I. Field of the Invention
The present invention relates to the fields of vascular biology and inflammation. More particularly, it relates to assays to detect soluble endothelial protein C receptor as a measure of thrombin generation.
II. Related Art
In the U.S., more than 55 million people currently suffer from conditions associated with thrombosis. The American Heart Association has estimated that the annual direct expense to the U.S. healthcare system for the treatment of thrombotic disease exceeds $200 billion. On an annual basis worldwide, nearly 2 million patients will undergo either cardiopulmonary bypass surgery or coronary angioplasty to treat such conditions. Thrombosis and associated diseases affect millions of patients and their manifestations are a source of significant morbidity and mortality.
Perturbations of hemostasis are central to the pathogenesis of a hypercoagulable state and may be triggered by multiple, overlapping influences. These include, but are not limited to environmental effects (surgery, diet, smoking, childbirth, trauma), manifestations of a primary disease (heart disease, diabetes, sepsis, hypertension, autoimmune diseases, malignancy) or inheritable defects in the hemostatic factors (protein C, protein S, factor V Leiden, prothrombin, antithrombin III) (Kearon et al., 2000; Carey et al., 1998; Lane et al., 2000). The clinical settings include disseminated intravascular coagulation (DIC), deep vein thrombosis (DVT), or perioperative DVT prevention and heart conditions such as acute myocardial infarction, mechanical prosthetic heart valves, mitral valve prolapse, atrial fibrillation, rheumatic mitral valve disease, and dilated cardiomyopathy. In the U.S. alone, more than 1.5 million patients with atrial fibrillation or mechanical heart valves are currently undergoing preventative oral anticoagulant therapy to help prevent stroke and thrombus formation.
The current therapeutic approach to a patient with thrombotic disease typically starts with an intravenous course of unfractionated heparin or low-molecular weight heparin, followed by a course of oral anticoagulation. Both therapeutic regimes seek to reduce the activity of thrombin, a potent enzyme responsible for activation of the cells and creation of fibrin that form the basis of a clot. In North America, Warfarin (4-hydroxycoumarin) is the most widely used oral anticoagulant, prescribed for preventing and treating venous or arterial thrombosis and embolism.
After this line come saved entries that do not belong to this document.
PR #305, opened 2022-10-06
egl example

### LINKED ISSUE #304: EGL example using glutin 0.30
The new glutin is now independent of winit, so we can use it more easily for an example. This will probably depend on #303

i509VCB:
Resizing does not behave correctly on KDE at the moment.

Fixes #304


i509VCB:
This needs to be redone

PR #306, opened 2022-10-07
feat: pointer themes

wash2:
This is an update & refactor of the work started in https://github.com/Smithay/client-toolkit/pull/228 

I've added a working example for customizing the pointer.


wash2:
I've refactored a bit while merging so that the pointer theming is part of the seat & pointer instead of shm

examples/pointer_theme_window.rs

However, Warfarin is a potentially hazardous drug because the therapeutic window is relatively narrow and the dose-response differs significantly between patients. Warfarin therapy causes major bleeding in about 1–8% of people treated, and intracranial bleeding in about 0.1–0.5% of patients during each year of therapy (van der Meer et al., 1993; Connegieter et al., 1995; Levine et al., NEED YEAR). Patients with transient ischemic attack or minor stroke appear to be particularly at risk for bleeding from Warfarin therapy (Laupacis et al., 1994; Ann. Nuerol., 1997; N.E. Jour. Med., 1995). A small population of patients (0.01–0.1%) may exhibit Warfarin-induced skin necrosis, due to thrombosis of veins and capillaries of the subcutaneous fat (Chan et al., 2000). This can be associated with deficiencies of anti-coagulant proteins, or with unbalanced hemostatic control due to the rapid Warfarin-induced loss of the anticoagulants protein S and/or protein C (hours) compared with the procoagulant protein prothrombin (days). Thus, continual monitoring of coagulation status is required.
Direct measurement of thrombin is virtually impossible, due to its 30-second half-life in the circulation. While this appears to be a short time, thrombin is an extraordinarily potent enzyme and 30 seconds is more than enough time for it to act on its protein substrates and cellular receptors. Thus, the challenge to coagulation test designers is to create an assay that reflects thrombin levels without interference from other proteins or in vitro parameters, an assay that is reproducible and can be standardized, and ideally an assay that reports a history of thrombin levels. This latter challenge is equivalent to that provided by hemoglobin Alc (glycohemoglobin) levels in diabetic patients. Patient compliance and therapeutic efficacy is measured in these patients by the glycosylation levels of their hemoglobin Alc, in essence a mirror of their plasma glucose levels over a 2–4 month period (Goldstein et al., 1994). For patients on oral anticoagulant therapy, none of these challenge parameters are met by the currently available anticoagulation tests, and improved methods are needed.